In my late teens and twenties, I entered a somewhat drawn out do-gooder phase, inspired as I was by my newly found Christian faith. Yet more than once, wise, old, pious types counseled me “charity begins at home”. I think they were making the point that it may be all well and good to help those you don’t know or who are not members of your tribe, but we need to give due precedence to those we know and who are. Ever since that time the phrase has cropped up many times and only this week one newspaper gave this as a reason for not helping foreign migrants camped in Calais from entering the UK, given the all too evident need of our own people.
Being one of those who tries to take my direction from what the Bible teaches rather than from popular sayings promoted by popular newspapers, however appealing these happen to be, I decided to check out what the Bible really does teach on where charity should begins. Given we are called to take responsibility for looking after our own families, it seems that the saying has some credence and too often people spend time saving the world and their own families are neglected. Here I hold my own hands up. Yet the Bible teaches the great command to love our neighbor and this is just as much the destitute would be asylum seeker escaping tyranny, holed up in Calais, as the people who live next door, and even more so given the immediate need of the former is greater than that of the latter.
I have already reflected on the Calais migrant crisis (here and here) and however much some people wish it were not so, particularly if they need to do something about it, it ain’t going to go away and building bigger fences to stop the swarms coming over will not solve the problem and will further exasperate those who are in this “living in limbo” existence. Statements by the popular press and politicians in government, revealing antipathy and indifference toward such people, and ordinary folk who periodically berate do gooders who want to welcome or at least practically help are countered by those who feel it is a disgrace including those like one of my Facebook friends, who has recently gone over to Calais to find out for herself what is going on and help where she could. It reminds me a bit of the homeless situation here in Southend. It is great that we can show random and not so random acts of kindness to rough sleepers yet we are not giving them the accommodation, meaningful activity and the support they especially need making the need even greater. Yet carry on we must, because we are members of the human race, mindful of the great command that binds us.
When it comes to the migrant crisis in Calais and the far bigger crisis affecting displaced people the world over, we may well choose to escape to our own bubble but sooner or later that bubble will burst and we will reap the consequences of our actions or rather inactions. On Saturday I met with a former classmate who has been a long time left leaning political activist over a beer and naturally our conversation turned to politics and some of the issues politicians face, including the crisis in Calais. My friend made the point we could and should take in some of these people and unless I misread him any who would want to come and live in the UK. While I have no doubt we should play our part, I really ought to reiterate my own position, subject to being persuaded otherwise through rational argument. We have is recent years taken in too many economic migrants and too few genuine asylum seekers.

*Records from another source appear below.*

PR #3090, opened 2026-02-24
Support double pcm encoding in extractor

nift4:
- now that we have ENCODING_PCM_DOUBLE, introduce a helper for it. we get wav/mka/mp4 64-bit float support for free. (test files created from other test files in this repo included.)
- Adds missing pcm formats to ToFloatPcmAudioProcessor, incl tests.


nift4:
(I fixed the conflict with the web UI, I hope that worked properly.)

nift4:
Thanks!

PR #341, opened 2023-01-26
[USDU-219] Mark UVs attributes as varying interpolation

### LINKED ISSUE #284: USD export using incorrect texture mapping  interpolation option on primvars:st attribute (USDU-219)
When exporting an object with texture mapping and thus st coordinates an incorrect option is chosen for the `primvars:st` attribute. This causes the texture mapping to not happen. Manually changing the "constant" to "varying" corrects the problem.

This does not show a texture:
```
        def Mesh "H_DDS_LowRes"
        {
            uniform bool doubleSided
             ...
           float2[] primvars:st = [(0.90359735, 0.9734193), .... ((0.2584137, 0.4466889)] (
                elementSize = 1
                interpolation = "constant"
            )
           ...
```

This however does :

```
        def Mesh "H_DDS_LowRes"
        {
            uniform bool doubleSided
             ...
           float2[] primvars:st = [(0.90359735, 0.9734193), .... ((0.2584137, 0.4466889)] (
                elementSize = 1
                interpolation = "varying"
            )
           ...
```

Notes:
- Using Unity 2020.3.20f1
- Using USD Package 3..0.0-exp.2
- A repo with Python code that does a minimal parsing of a USDA file and repairs the issues 278, 282, 283, 284, 285  can be found at `https://github.com/MikeWise2718/usdmorph`  - hopefully it won't be needed long before these are all repaired in a new version.

vickycl:
## Purpose of this PR

**Ticket/Jira #:** [USDU-219](https://jira.unity3d.com/browse/USDU-219?filter=-1), #284 

Sets PrimVar interpolation for texture mapping on exported meshes to varying. In Unity every attribute is per vertex, so this default makes sense.

## Testing

Confirmed manually that the issue (texture mapping not happening) no longer reproduces by exporting a mesh with a mapped texture and looking at the result in UsdView. Adds a new test that exports a mesh, then imports it again to check the PrimVar set.

No anticipated performance impact.

## Overall Product Risks

**Complexity:** low

**Halo Effect:** low

## Additional information

**Note to reviewers:**

**Reminder:**


package/com.unity.formats.usd/Tests/Editor/ExportTests.cs
```diff
@@ -117,5 +117,23 @@ public void ExportMultipleSiblingGameObjectsWithSameName_AllGameObjectsHaveCorre
...
+
+            ExportHelpers.ExportGameObjects(new GameObject[] { cube }, ExportHelpers.InitForSave(m_USDScenePath), BasisTransformation.SlowAndSafe);
+
+            m_USDScene = Scene.Open(m_USDScenePath);
+            pxr.UsdPrim cubePrim = GetPrim(cube);
+
+            pxr.UsdGeomMesh usdGeomMesh = new pxr.UsdGeomMesh(cubePrim);
+            var stPrimvar = usdGeomMesh.GetPrimvar(new pxr.TfToken("st"));
+            Assert.IsNotNull(stPrimvar, $"Mesh {cube.name} has no 'st' primvar.");
+            Assert.AreEqual(new pxr.TfToken("varying"), stPrimvar.GetInterpolation(), $"st on mesh {cube.name} is not set to varying interpolation.");
```
judubu: We have the common geometry tokens defined as static TfTokens in UsdGeomTokens. You could use UsdGeomTokens.varying here

judubu (approved):
One minor comment in the test, but I'd say ship it.

package/com.unity.formats.usd/Tests/Editor/ExportTests.cs
vickycl: Oh cool, I didn't know about those, thanks :) Is it worth generating one for st in there too?

judubu: UsdGeomTokens contains the token values defined by the  various UsdGeom schemas (see https://github.com/Unity-Technologies/usd-unity-sdk/blob/dev/package/com.unity.formats.usd/Runtime/Plugins/x86_64/usd/usdGeom/resources/generatedSchema.usda). And we also have UsdShadeTokens.cs and UsdSkelTokens.cs to store other schema defined tokens. 

If we want static Tokens for our own needs we should add them in a different file.

SimonBoorer (approved):

michaeljblain (approved):
Looks good to me.

jcowles:
This is awesome! 🎉 🎉 🎉

PR #342, opened 2023-01-30
[USDU-245] Adds Test case for EditorOnly tag object not being exported

lee-aandrew:
## Purpose of this PR

**Ticket/Jira #:**

[USDU-245](https://jira.unity3d.com/browse/USDU-245)
Objects tagged as "EditorOnly" are still exported #303

## Testing

ExportObjectWithEditorOnlyTag_DoesNotExportEditorOnly
1. Create a root object
2. Creates a default object - set it as 1st child of root object
3. Creates an EditorOnly Tag object - set it as 2nd child of root object
4. Exports it as a USD file
5. Open and iterate over the exported USD file
6. Make sure the EditorOnly Tag child object does not exist

**Complexity:**
1

**Halo Effect:**
1

## Additional information

**Note to reviewers:**

Currently set as Ignore due to [USDU-245](https://jira.unity3d.com/browse/USDU-245)
Will remove the ignore attribute once ticket is solved

**Reminder:**


package/com.unity.formats.usd/Tests/Editor/ExportTests.cs
```diff
@@ -117,5 +117,34 @@ public void ExportMultipleSiblingGameObjectsWithSameName_AllGameObjectsHaveCorre
...
+            m_USDScene = Scene.Open(m_USDScenePath);
+
+            foreach (Transform child in rootObject.transform)
+            {
+                if (child.tag == editorOnly)
+                {
+                    var childPrim = GetPrim(child.gameObject);
+
+                    Assert.IsNull(childPrim, $"GameObject <{child.name}> with Tag 'EditorOnly' Shouldn't have been exported");
+                }
```
vickycl: I think this should also test that there is not a game object present with the name "EditorOnlyTag_Object", incase the object is exported anyway just without the tag.

vickycl (changes requested):
Small addition requested

package/com.unity.formats.usd/Tests/Editor/ExportTests.cs
lee-aandrew: good point, will add!

lee-aandrew: I changed the test case so it doesnt specifically do the assertion once an object with "EditorOnly" tag has been found - it will just look for the actual object that shouldnt be there

vickycl (approved):
LGTM

lee-aandrew:
Thanks for the reviews @vickycl !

While I have some sympathy with the argument that immigrants give to the UK more than they take from it, I sometimes wonder if we are trying to compare apples and oranges. Do we, for example, have enough jobs, houses, schools and hospitals? And while it is lovely we take in foreign doctors and nurses who serve this country well (and I am married to one of them – ed) there is something perverse that these posts are not taken up by home bred natives, some of who are unemployed, and even more perverse these folk aren’t serving in their own countries where the need is greater. Yet as I have argued in my earlier post there are things we can do as individuals and there are things we can do as a country. I am merely pointing out that we are not doing them when we should.
Having sifted through several articles discussing the situation we are now seeing and offering all sorts of solutions, and of varying merit, I recently come across one that seemed to stand out. It had the intriguing title: “Immigrant Crisis is an Opportunity to Right Some Wrongs”. It was written by the grandson of someone who had been liberated from a Nazi concentration camp at the end of the Second World War. Having been helped to adjust to “normal” life following the horrors she had witnessed and experienced, she seized her opportunity of a new life in the UK and made good as did her family. There was much the UK failed to do that arguably contributed to the annihilation of many under Nazi rule, but at least in the end it did something and some like this family have much to be thankful for.
If we continue to bury our heads in the sand like ostriches, as if the problem doesn’t exist or not our problem, then future generations and those being oppressed will rightly judge us, and so will God.